PR #371, opened 2022-10-02
Closes #361

### LINKED ISSUE #361: OneParExpNormalPrior validation function runs into error for valid parameter combinations
With the code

### Exercise instructions
Please output the listing in full, exactly as it was given above.

### Reply to the exercise
PR #371, opened 2022-10-02
Closes #361

### LINKED ISSUE #361: OneParExpNormalPrior validation function runs into error for valid parameter combinations
With the code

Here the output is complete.